Я с благоговением посмотрела на о. казначея. Но не о. казначей возбуждал мою главную симпатию. Мне больше всех нравился и даже поражал меня о. Нафанаил, иеродиакон. Когда приезжал губернатор и в соборе была парадная обедня, о. Нафанаила приглашали служить. У него был такой голос, что в церкви дрожали окна. Он был очень молод, лет 25, не больше, красивый, видный брюнет, с чудным розовым и белым цветом лица, окладистой бородой и темными, немного глупыми глазами. Странно было видеть у этого плечистого, громадного человека наивное и простое выражение лица. И, действительно, наивен он был невероятно, до крайности. Его главной красой и гордостью были волосы. Такой чудной косы я не видала ни у одной женщины. Толстая, длинная, чуть не до колен, черная и блестящая, она выросла у него всем на удивление.

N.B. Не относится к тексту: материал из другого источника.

PR #1152, opened 2015-10-27
Remove duplicated 'that' in the Plugins section

venyii:


bmw:
LGTM. Thanks @venyii.

PR #1159, opened 2015-10-27
Respect pre-installed gcc package on Arch Linux

pritambaral:
Both `gcc-multilib` and `gcc` packages provide 64-bit gcc on x86_64 installations, so there is no harm if `gcc-multilib` is already installed. Making pacman install `gcc` when `gcc-multilib` is already installed prompts pacman to ask and uninstall `gcc-multilib` so it can be replaced by `gcc`.


pde:
Looks OK.

PR #1160, opened 2015-10-27
Standalone verifies ports for supported challenges only (fixes #1149).

### LINKED ISSUE #1149: Standalone should verify ports for suported challenges only
I ran the following commands and both complained that nginx was already using port 80.
`./letsencrypt-auto --standalone --dvsni-port 63443 --server https://acme-v01.api.letsencrypt.org/directory auth`
`./letsencrypt-auto --standalone --dvsni-port 63443 --server https://acme-v01.api.letsencrypt.org/directory --standalone-supported-challenges dvsni auth`

I was under the impression that using `--dvsni-port` would force dvsni only.

I had to supply a fake port with `--simple-http-port 9999` with the second commad to get a certificate.

I'm using haproxy in the front to redirect *.acme.invalid to port 63443.

kuba:


pde:
LGTM. Though arguably given boulder's current behaviour we would do better by seeing if *any* of the supported ports are available, rather than all of them, and then pruning the set of challenges we support to match the ports.

pde:
(That's a nice for 1.0 enhancement though...)

bmw:
I agree with @pde that choosing the challenge based on the available ports would be a nice enhancement, but is not necessary for launch. I created #1164 to track the issue.

LGTM. Thanks for fixing this so quickly after it was reported @kuba.

PR #1163, opened 2015-10-27
Add gitattributes file to mark bat file as CRLF

thomwiggers:
Gitattributes files can be used to mark files as crlf, which is useful for the `.bat` files in case people use eol=lf in their git config.

### DIFF
--- a/.gitattributes
+++ b/.gitattributes
@@ -1,0 +1,7 @@
+* text=auto eol=lf
+
+# special files
+*.bat text eol=crlf
+*.jpeg binary
+*.jpg binary
+*.png binary


pde:
LGTM

pde:
@thomwiggers Interstingly, this pull request seems to have permanently broken git bisection in our tree :(

Fortunately I've been able to `git bisect` by rebasing an alternative history where it never happened.

thomwiggers:
Ah, shit, I should've dos2unixed `docs/make.bat` when I proposed this change. Weird, when I got a checkout of this repo on one of my machines git already had started complaining about changes in the bat file even though I hadn't touched it: this is why I assumed it was already using CRLF endlines...

`git update-index --assume-unchanged docs/make.bat` should allow to work around it for purposes such as `bisect`.

PR #1167, opened 2015-10-28
Always use absolute paths [needs revision]

### LINKED ISSUE #836: CLI directory options should take absolute path
I was attempting to determine if #443, was still a problem.

I ran letsencrypt --work-dir ../Downloads -vvvv run

I was left with the following error...
```
AH00526: Syntax error on line 10 of /etc/apache2/le_dvsni_cert_challenge.conf:
SSLCertificateFile: file '/etc/Downloads/OwYVJOOHVxWaHWNpNUgNDy4TIafggji3RdP0SymKozo.crt' does not exist or is empty
Action 'configtest' failed.
```

I thought it to be a peculiar place to be looking for a cert.

The config file is populated with...
```
def get_cert_path(self, achall):
        """Returns standardized name for challenge certificate.
        :param achall: Annotated DVSNI challenge.
        :type achall: :class:`letsencrypt.achallenges.DVSNI`
        :returns: certificate file name
        :rtype: str
        """
        return os.path.join(self.configurator.config.work_dir,
                            achall.chall.encode("token") + ".crt")
```

Thus, leading me to the conclusion that we do not handle our directories appropriately from the command-line.  I think it would be much easier if all of the work_dir, config_dir, and logs_dir were guaranteed to be an absolute path.

Providing the full path off the command-line did solve the problem.

Can we find a place to normalize all paths?

bmw:
fixes #836

### DIFF
--- a/letsencrypt/cli.py
+++ b/letsencrypt/cli.py
@@ -466,8 +466,9 @@ def auth(args, config, plugins):
 
     # This is a special case; cert and chain are simply saved
     if args.csr is not None:
+        csr = read_file(args.csr)
         certr, chain = le_client.obtain_certificate_from_csr(le_util.CSR(
-            file=args.csr[0], data=args.csr[1], form="der"))
+            file=csr[0], data=csr[1], form="der"))
         cert_path, _, cert_fullchain = le_client.save_certificate(
             certr, chain, args.cert_path, args.chain_path, args.fullchain_path)
         _report_new_cert(cert_path, cert_fullchain)
@@ -497,18 +498,20 @@ def install(args, config, plugins):
 
 def revoke(args, config, unused_plugins):  # TODO: coop with renewal config
     """Revoke a previously obtained certificate."""
+    cert = read_file(args.cert_path)
     if args.key_path is not None:  # revocation by cert key
+        key = read_file(args.key_path)
         logger.debug("Revoking %s using cert key %s",
-                     args.cert_path[0], args.key_path[0])
+                     cert[0], key[0])
         acme = acme_client.Client(
-            config.server, key=jose.JWK.load(args.key_path[1]))
+            config.server, key=jose.JWK.load(key[1]))
     else:  # revocation by account key
-        logger.debug("Revoking %s using Account Key", args.cert_path[0])
+        logger.debug("Revoking %s using Account Key", cert[0])
         acc, _ = _determine_account(args, config)
         # pylint: disable=protected-access
         acme = client._acme_from_config_key(config, acc.key)
     acme.revoke(jose.ComparableX509(crypto_util.pyopenssl_load_certificate(
-        args.cert_path[1])[0]))
+        cert[1])[0]))
 
 
 def rollback(args, config, plugins):
@@ -560,13 +563,10 @@ def read_file(filename, mode="rb"):
     :returns: A tuple of filename and its contents
     :rtype: tuple
 
-    :raises argparse.ArgumentTypeError: File does not exist or is not readable.
+    :raises IOError: File does not exist or is not readable.
 
     """
-    try:
-        return filename, open(filename, mode).read()
-    except IOError as exc:
-        raise argparse.ArgumentTypeError(exc.strerror)
+    return filename, open(filename, mode).read()
 
 
 def flag_default(name):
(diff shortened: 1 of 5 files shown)


bmw:
Blocked on #1168.

letsencrypt/cli.py
```diff
@@ -867,7 +867,7 @@ def _create_subparsers(helpful):
     helpful.add_group("plugins", description="Plugin options")
 
     helpful.add("auth",
-                "--csr", type=read_file,
+                "--csr",
```
kuba: i like this change

letsencrypt/cli.py
```diff
@@ -896,14 +896,12 @@ def _paths_parser(helpful):
...
-        add("paths", "--cert-path", type=read_file, required=True, help=cph)
     else:
-        add("paths", "--cert-path", help=cph, required=(verb == "install"))
+        add("paths", "--cert-path", help=cph,
+            required=(verb in ["install", "revoke"]))
 
     # revoke --key-path reads a file, install --key-path takes a string
-    add("paths", "--key-path", type=((verb == "revoke" and read_file) or str),
-        required=(verb == "install"),
+    add("paths", "--key-path", required=(verb == "install"),
```
kuba: oh wow, thanks for fixing the convoluted code

kuba: @pde `X and Y or Z` trick should not be used in Python: we have `Y if X else Z` if you really need it

letsencrypt/cli.py
```diff
@@ -466,8 +466,9 @@ def auth(args, config, plugins):
 
     # This is a special case; cert and chain are simply saved
     if args.csr is not None:
+        csr = read_file(args.csr)
```
kuba: exception is not caught, here and in other instances

kuba: Also: can we use `csr_path, csr_contents = read_file(...)` to make code more readable?

letsencrypt/cli.py
```diff
@@ -560,13 +563,10 @@ def read_file(filename, mode="rb"):
...
 
-    :raises argparse.ArgumentTypeError: File does not exist or is not readable.
+    :raises IOError: File does not exist or is not readable.
 
     """
-    try:
-        return filename, open(filename, mode).read()
-    except IOError as exc:
-        raise argparse.ArgumentTypeError(exc.strerror)
+    return filename, open(filename, mode).read()
```
kuba: While we're at it, I think we should do `os.path.abspath(filename)`

letsencrypt/cli.py
```diff
@@ -560,13 +563,10 @@ def read_file(filename, mode="rb"):
     :returns: A tuple of filename and its contents
     :rtype: tuple
 
-    :raises argparse.ArgumentTypeError: File does not exist or is not readable.
+    :raises IOError: File does not exist or is not readable.
```
kuba: can we add unittest for `read_file`, including check for `IOError`?

letsencrypt/interfaces.py
```diff
@@ -199,23 +199,25 @@ class IConfig(zope.interface.Interface):
         "Email used for registration and recovery contact.")
     rsa_key_size = zope.interface.Attribute("Size of the RSA key.")
 
-    config_dir = zope.interface.Attribute("Configuration directory.")
-    work_dir = zope.interface.Attribute("Working directory.")
+    config_dir = zope.interface.Attribute(
+        "Absolute path to the configuration directory.")
+    work_dir = zope.interface.Attribute(
+        "Absolute path to the working directory.")
```
kuba: Slight problem here. While those descriptions are perfectly OK within this file, they are also used for CLI help generation. In CLI, however, user does not have to use absolute paths. I think that we should stop using `flag_help` in case of all those "absolute path" flags.

letsencrypt/cli.py
bmw: While I agree with `csr_path, csr_contents = read_file(...) `, I am not sure if the exception should be caught. In almost all cases, if we don't have these files we cannot continue and have to exit with an error. We could wrap these errors in our own error type or have the verb functions return the error message, but printing an error message and exiting is the proper behavior here.

letsencrypt/cli.py
bmw: I actually want to go in the opposite direction. If do the work upfront to ensure absolute paths are used, we can go through and remove some of the 26 calls to `os.path.abspath` between the `letsencrypt`, `letsencrypt-apache`, `letsencrypt-nginx` modules.

bmw:
Superseded by #1483.

PR #1168, opened 2015-10-28
Install listenbuddy

bmw:
Boulder added a dependency on small program named `listenbuddy` for testing in letsencrypt/boulder#1033. This PR adds the installation of this dependency on the client side.


kuba:
LGTM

При о. казначее и при других священниках о. Нафанаил больше молчал. Я смотрела на него и мысленно его ободряла. Я старалась незаметно придвинуть ему оладьи и рыбу; он благодарил меня наклонением головы и кушал исправно.
Когда перед выносом служили панихиду и приехал сам архимандрит, я так и впилась в него глазами. Говорили, что он был праведник.
Тщедушный, старенький, с седой бородкой и добрыми глазами, он сразу показался мне святым. Но я была не в настроении и не молилась. Только когда вдруг все, и певчие, и священники, завели последний стих «Надгробное рыдание…» и я вдруг услышала сквозь весь хор старческий, тонкий, дребезжащий голос, который я узнала, хотя никогда раньше не слыхала его, я не выдержала, бросилась из залы, легла в уголок на кушетке в моей комнате и рыдала долго и горько.
IIIЯ не была на похоронах тети, потому что мама боялась, что я простужусь. Но я, верно, простудилась раньше, потому что захворала и проболела почти целый месяц. Мне странно вспоминать теперь это время, после моего выздоровления. Стояли трескучие рождественские морозы. Папа сейчас после праздников уехал на сессию в другой уездный город, Катя с мамой сидели в своих комнатах. Я не училась – решили дать мне отдохнуть после болезни. Бабушка, точно забыла свою Буренку и чулки не вязала, а все сидела на своей постели, пригорюнившись.
У нас в доме было пусто, холодно и темно. В зале по вечерам никогда не зажигали огня. Из следующей комнаты, бывшей тетиной, вынесли всю мебель, и только в углу стоял круглый столик, накрытый белой скатертью, и на нем горела лампадка.
Я любила пробираться вечером по зале и заглядывать в пустую комнату, где виднелось светлое пятно в далеком углу. И жутко, и хорошо мне было. Я нарочно пугала себя, говорила, что стоит только засунуть руку под белую скатерть – и сейчас же там схватит тебя другая, холодная, твердая рука… Но я вспоминала, что это грех, великий грех, что душа тети Лизы видит мои мысли и страдает от них, я шла и нарочно поднимала скатерть, чтобы доказать тетиной душе, что я не боюсь, а люблю ее.
О. архимандрита я больше не видела, да и не стремилась видеть. Мне достаточно было слышать о нем от о. Нафанаила, который часто приходил к нам, и знать, что есть такой человек, такой праведник на свете.
Рядом с нашей комнатой была еще маленькая, задняя комнатка, где стояли бабушкины сундуки, висели шубы и сушеные грибы, была теплая лежанка и киот с образами, перед которыми теплилась неугасимая лампада.